Aufgabe der vorliegenden Erfindung ist es daher, eine Vorrichtung zu schaffen, welche ähnlich kompakt wie jene mit den Mikrospiegeln ist und den hohen Kontrast, die hohe Lichtausbeute und die Robustheit der Methode mit den Glasfasern erreicht.
Die Aufgabe wird durch die gekennzeichneten Merkmale des Hauptanspruchs gelöst. Vorteilhafte Ausgestaltungen der Erfindung sind in den abhängigen Unteransprüchen gekennzeichnet .
Die Aufgabe wird erfindungsgemäß dadurch gelöst, daß eine Vorrichtung zur photolithographischen Belichtung von biologischen Stoffen geschaffen wird, umfassend mindestens eine Lichtquelle und ein modulierbares Phasengitter in Form einer elastischen Spiegelfläche, wobei die Spiegelfläche mittels an den Steuerelektroden angelegten elektrischen Spannungen gezielt lokal deformierbar ist.

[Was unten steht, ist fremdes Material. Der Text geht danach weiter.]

PR #609, opened 2026-08-25
A causal refit had no way to retire what it replaced

stefan-jansen:
`CausalResult.one` resolves a label to exactly one current identity, and a refit under a changed `case_studies/utils/causal.py` produces a second. `causal_runs` had no supersedes column, no tiebreak and no recency rule, so the registry ended up holding two rows no reader could choose between - and the failure surfaced hours later, in a different notebook, with nothing saying which run caused it. `cme_futures` reached that state after re-running `11_causal_dml`: four canonical rows for two labels, and `12_model_analysis` exiting 1 with nothing to do but hand-edit the registry.

This mirrors `official_populations`, where a changed population under an existing name must name the hash it supersedes. Recency is deliberately not the fallback: `created_at` ties on a fast refit, it would be the only recency rule in a registry that is otherwise entirely spec-addressed, and it would hide the failure rather than surface it.

## What is here

- `causal_runs.supersedes_hash`, nullable, with a migration. Both reads probe for the column rather than naming it - neither goes through the migrating opener, so naming it would raise `OperationalError` on every registry written before today.
- `current_causal_identities` in `store.py`, used by the write-time check and by `CausalResult.one`, so the two cannot drift. The first draft had two copies and they disagreed within the hour.
- A new fit that would leave a label with more than one current identity is refused at the write, naming the one to retire. A repair step - a declaration on a row that already exists - may reduce the count without finishing, because chaining three stranded rows is incremental and requiring one at every step deadlocks.
- `declare_causal_supersedes`, the narrow fill-once write for the repair path. It is needed because re-running the newer identity reproduces its hash, so the fit is served from cache and never reaches the registering write.
- `supersedes` travels `study.causal(...)` -> `CausalRequest` -> `ResolvedCausalRequest` -> `run_resolved_causal_request` -> `register_causal_run`, alongside the spec and never inside it: the spec is hashed, so a declaration in it would change the identity of every run that carries one.
- `SUPERSEDES_CAUSAL` joins `SUPERSEDES_POPULATION` in `PRODUCTION_SAFE_PARAMETERS`.

## Cost

Threading the parameter through the notebook-facing wrapper edits `case_studies/utils/causal.py`, and `_causal_source_identity` hashes that file, so every `causal_hash` moves. Measured: **12 rows across four case studies** - `cme_futures` 4 (2 labels), `us_firm_characteristics` 3 (1 label), `fx_pairs` 3 (3 labels), `crypto_perps_funding` and `etfs` 1 each. The first two are already holding more identities per label than a reader can resolve, so they refit either way, and all five are inside the stage 06+ rebuild.

## Tests

`tests/test_causal_supersedes.py`, 19 tests. Nothing covered the two-identity path before - the four in `test_causal_result_read.py` are all about the refutation draw count, which is why this shipped. Both sides are covered: the write-time refusals, the reader's subtraction, an unchanged declaration re-registering cleanly, a retired row that cannot retire its own successor, fill-once surviving the migration backfill, the repair landing from cache, three stranded identities chained back to one, and a new fit into that same broken registry still refused. 54 passed across the causal and registry surface.

## Not here

No causal notebook declares `SUPERSEDES_CAUSAL` yet. Four need `SUPERSEDES_CAUSAL: str = ""` in the parameters cell and `supersedes=SUPERSEDES_CAUSAL or None` at the `study.causal(...)` call: `cme_futures/11_causal_dml`, `fx_pairs/11_causal_dml`, `crypto_perps_funding/11_causal_dml` and `us_equities_panel/14_causal_dml`. Each sits on its own `cs6` branch with a different version of that file, so the edit belongs to the case study that owns it, with its refit.

### DIFF
--- a/.github/scripts/notebook_provenance.py
+++ b/.github/scripts/notebook_provenance.py
@@ -145,6 +145,11 @@ PRODUCTION_SAFE_PARAMETERS: dict[str, object] = {
     # adds a declaration rather than removing work, so it cannot reduce the run, and
     # population.py raises unless it equals the current population hash exactly.
     "SUPERSEDES_POPULATION": VALIDATED_BY_CONSUMER,
+    # The causal identity this run retires. Same shape as SUPERSEDES_POPULATION and
+    # for the same reason: it adds a declaration rather than removing work, so it
+    # cannot reduce the run, and register_causal_run refuses a hash that is not a
+    # current canonical identity for the same label.
+    "SUPERSEDES_CAUSAL": VALIDATED_BY_CONSUMER,
 }
 
 
--- a/case_studies/research/causal.py
+++ b/case_studies/research/causal.py
@@ -42,19 +42,41 @@ class CausalResult:
         if not db_path.is_file():
             raise ValueError(f"causal selection for {label!r} resolved to 0 identities")
         with sqlite3.connect(db_path) as db:
+            # Same reason `open` below probes rather than naming the column: this read
+            # does not go through the migrating opener, and a registry written before
+            # supersedes_hash existed would raise OperationalError instead of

Bevorzugt ist es, daß die Lichtquelle monochromatisches oder kontinuierliches Licht in einem Wellenlängenbereich von 100 bis 800 nm aussendet. Besonders bevorzugt ist hierbei, daß die Lichtquelle ein Laser, eine Leuchtdiode, eine Metalldampflampe, eine Gasentladungslampe, eine Gasanregungslampe, eine Glühfadenlampe oder eine Lichtbogenlampe ist.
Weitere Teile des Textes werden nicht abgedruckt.